_WHAT YOU WILL DO_
Return all the records, each one exactly as given.
____
PR #11142, opened 2024-09-16
Incorrect marking of enum values in source browser

albert-github:
When having a simple example like:
```
/// \file

enum class Enum_cls
{
    All_cls
    = 0,
    Functions_cls,
    New_cls
};

enum Enum
{
    All
    = 0,
    Functions,
    New
};
```
we see in the source listing (when `EXTRACT_ALL=YES`) that the lines 3, 6, 7, 9, 11, 14, 15 and 17 are (grey) marked instead of the lines 3, 6, 7, 8, 11, 13, 15 and 16. This has been corrected.

Example: [example.tar.gz](https://github.com/user-attachments/files/17012498/example.tar.gz)

### DIFF
--- a/src/doxygen.cpp
+++ b/src/doxygen.cpp
@@ -2732,7 +2732,14 @@ static MemberDef *addVariableToFile(
   //md->setOuterScope(fd);
   if (!root->explicitExternal)
   {
-    mmd->setBodySegment(root->startLine,root->bodyLine,root->endBodyLine);
+    if (mmd->isEnumValue())
+    {
+      mmd->setBodySegment(root->bodyLine,root->bodyLine,root->endBodyLine);
+    }
+    else
+    {
+      mmd->setBodySegment(root->startLine,root->bodyLine,root->endBodyLine);
+    }
     mmd->setBodyDef(fd);
   }
   addMemberToGroups(root,md.get());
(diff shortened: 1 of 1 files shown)


src/doxygen.cpp
```diff
@@ -2732,7 +2732,14 @@ static MemberDef *addVariableToFile(
   //md->setOuterScope(fd);
   if (!root->explicitExternal)
   {
-    mmd->setBodySegment(root->startLine,root->bodyLine,root->endBodyLine);
+    if (mmd->isEnumValue())
+    {
+      mmd->setBodySegment(root->bodyLine,root->bodyLine,root->endBodyLine);
```
doxygen, line 2737: I think it is better to make sure `startLine` is set correctly also for enum values, rather than making an exception here.

albert-github: I do agree, but was (initially) not able to find a better solution.

Did some further tests and also the following seems to work:
```
diff --git a/src/scanner.l b/src/scanner.l
index 35850404e6..2fcdf96084 100644
--- a/src/scanner.l
+++ b/src/scanner.l
@@ -4060,8 +4060,16 @@ NONLopt [^\n]*
                                           if (!yyextra->current->name.isEmpty())
                                           {
                                             yyextra->current->fileName   = yyextra->fileName;
-                                            yyextra->current->startLine  = yyextra->yyLineNr;
-                                            yyextra->current->startColumn = yyextra->yyColNr;
+                                            if (yyextra->current_root->section.isEnum() || yyextra->current_root->spec.isEnum())
+                                              yyextra->current->startLine  = yyextra->current->bodyLine;
+                                              yyextra->current->startColumn = yyextra->current->bodyColumn;
+                                            else
+                                              yyextra->current->startLine  = yyextra->yyLineNr;
+                                              yyextra->current->startColumn = yyextra->yyColNr;
                                             if (!yyextra->current_root->spec.isEnum())
                                             {
                                               yyextra->current->type       = "@"; // enum marker
```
____
_YOUR RESPONSE_
PR #11142, opened 2024-09-16
Incorrect marking of enum values in source browser

albert-github:
When having a simple example like:
```
/// \file

enum class Enum_cls
{
    All_cls
    = 0,
    Functions_cls,
    New_cls
};

enum Enum
{
    All
    = 0,
    Functions,
    New
};
```
we see in the source listing (when `EXTRACT_ALL=YES`) that the lines 3, 6, 7, 9, 11, 14, 15 and 17 are (grey) marked instead of the lines 3, 6, 7, 8, 11, 13, 15 and 16. This has been corrected.

Example: [example.tar.gz](https://github.com/user-attachments/files/17012498/example.tar.gz)

### DIFF
--- a/src/doxygen.cpp
+++ b/src/doxygen.cpp
@@ -2732,7 +2732,14 @@ static MemberDef *addVariableToFile(
   //md->setOuterScope(fd);
   if (!root->explicitExternal)
   {
-    mmd->setBodySegment(root->startLine,root->bodyLine,root->endBodyLine);
+    if (mmd->isEnumValue())
+    {
+      mmd->setBodySegment(root->bodyLine,root->bodyLine,root->endBodyLine);
+    }
+    else
+    {
+      mmd->setBodySegment(root->startLine,root->bodyLine,root->endBodyLine);
+    }
     mmd->setBodyDef(fd);
   }
   addMemberToGroups(root,md.get());
(diff shortened: 1 of 1 files shown)


src/doxygen.cpp
```diff
@@ -2732,7 +2732,14 @@ static MemberDef *addVariableToFile(
   //md->setOuterScope(fd);
   if (!root->explicitExternal)
   {
-    mmd->setBodySegment(root->startLine,root->bodyLine,root->endBodyLine);
+    if (mmd->isEnumValue())
+    {
+      mmd->setBodySegment(root->bodyLine,root->bodyLine,root->endBodyLine);
```
doxygen, line 2737: I think it is better to make sure `startLine` is set correctly also for enum values, rather than making an exception here.

albert-github: I do agree, but was (initially) not able to find a better solution.

Did some further tests and also the following seems to work:
```
diff --git a/src/scanner.l b/src/scanner.l
index 35850404e6..2fcdf96084 100644
--- a/src/scanner.l
+++ b/src/scanner.l
@@ -4060,8 +4060,16 @@ NONLopt [^\n]*
                                           if (!yyextra->current->name.isEmpty())
                                           {
                                             yyextra->current->fileName   = yyextra->fileName;
-                                            yyextra->current->startLine  = yyextra->yyLineNr;
-                                            yyextra->current->startColumn = yyextra->yyColNr;
+                                            if (yyextra->current_root->section.isEnum() || yyextra->current_root->spec.isEnum())
+                                              yyextra->current->startLine  = yyextra->current->bodyLine;
+                                              yyextra->current->startColumn = yyextra->current->bodyColumn;
+                                            else
+                                              yyextra->current->startLine  = yyextra->yyLineNr;
+                                              yyextra->current->startColumn = yyextra->yyColNr;
                                             if (!yyextra->current_root->spec.isEnum())
                                             {
                                               yyextra->current->type       = "@"; // enum marker
```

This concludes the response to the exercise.